Read Doug Linn every week... at StarCityGames.com!
Monday, May 24th – This week, Doug brings an interesting, original and innovative deck running Upheaval alongside some very old and powerful cards. Find out how to exploit the Stronghold classic Horn of Greed and how a Zendikar uncommon is the key to this Blue-Green deck that aims to reset the board two or three times in a game. You’ll see how the engine works, get rules information regarding how to utilize parts of the deck effectively, and suggested avenues for developing the deck in the future. Don’t miss this chance to read about how to use Upheaval, one of the most powerful cards in Magic, in one of the game’s most popular formats!

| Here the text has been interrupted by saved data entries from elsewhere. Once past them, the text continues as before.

PR #2234, opened 2024-09-09
fix: temporarily disable trace

omBratteng:
I see there's lots of span errors, need to investigate why it happens before I re-enable tracing


capJavert (approved):
Lets not enabled again then until it gets looked at, can you create a task for it?

Also not sure if Valerii needs it still for his task?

This week, I have a special treat for you. It’s rare that I get to showcase a truly original deck in Legacy, and this one is pretty novel. It is a deck I’ve been working on with my team for awhile that has a lot of on-paper power. I am probably not playing it in the Grand Prix or other large tournaments because I honestly cannot get it to work quite as well as I would like. However, it is based on a very powerful engine with lots of good support. At this point, it is just in need of some extra tweaking from smart people to truly set it apart.

The deck, which I am calling Upheaval, since its ultimate goal is the resolution of that spell, revolves around the interaction of Exploration and Horn of Greed. This is hardly a new combination — Zvi Mowshowitz used it in his famous Turboland decks, which used the combination, along with Gush and Oath of Druids, to take infinite turns. Unfortunately, we don’t have the latter two cards in this format, so we have to use the shell another way.

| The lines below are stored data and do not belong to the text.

PR #2236, opened 2024-09-09
fix: flaky comment feed test

capJavert:
Hopefully fixes flaky test with comments feed. https://app.circleci.com/pipelines/github/dailydotdev/daily-api/9579/workflows/ed62130f-b122-451c-bd8a-4350e8035d4a/jobs/38531/tests

I found that `vordr flag` suite saves fixture for 4 comments to have `vordr: true` which is exact difference of test case failing:
image

This happens because we run our tests in parallel (over multiple workers) so even though its in describe they will execute in the same time against the db, hence the flakiness.

### DIFF
--- a/__tests__/triggers/user.ts
+++ b/__tests__/triggers/user.ts
@@ -2,7 +2,13 @@ import { DataSource } from 'typeorm';
 import createOrGetConnection from '../../src/db';
 import { saveFixtures } from '../helpers';
 import { badUsersFixture, usersFixture } from '../fixture/user';
-import { Post, Source, User, UserStreak, Comment } from '../../src/entity';
+import {
+  Source,
+  User,
+  UserStreak,
+  Comment,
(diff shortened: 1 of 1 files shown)


__tests__/triggers/user.ts
```diff
@@ -41,38 +47,46 @@ describe('user', () => {
...
+          url: 'http://pvr1.com',
+          canonicalUrl: 'http://pvr1c.com',
+        },
+      ]);
       await saveFixtures(con, Comment, [
         {
-          id: 'c1',
-          postId: 'p1',
+          id: 'cvr1',
+          postId: 'pvr1',
```
capJavert, line 62: We should probably strive to avoid using fixtures directly and make unique ids across different files to avoid this kind of issues (we do it in recent features either way).

omBratteng (approved):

Exploration is busted-good — the effect is far too powerful for a single Green mana. Though Horn of Greed universally affects people, you can usually get two or three land drops per turn off of it, while an opponent might get one. Sure, it’s a bit risky, but you will routinely draw several cards every turn from the Horn. It’s colorless and reusable. One way we break the parity of the Horn is through Exploration, but the real key to the whole deck is Summer Bloom. This sorcery enables three more Landfall triggers, three more cards from Horn and generates a positive amount of mana for its cost. Summer Bloom pushes the deck into unfair territory. For awhile, I ran three Azusa, Lost but Seeking, but I ended up dropping them because she dies very easily and, though repeatable, doesn’t generate as many “combo turns.” Manabond and Burgeoning don’t actually trigger Horn draws, and Explore is too much mana for too little of an effect. So Summer Bloom is what we’re left with; if I could run eight, I would run ten.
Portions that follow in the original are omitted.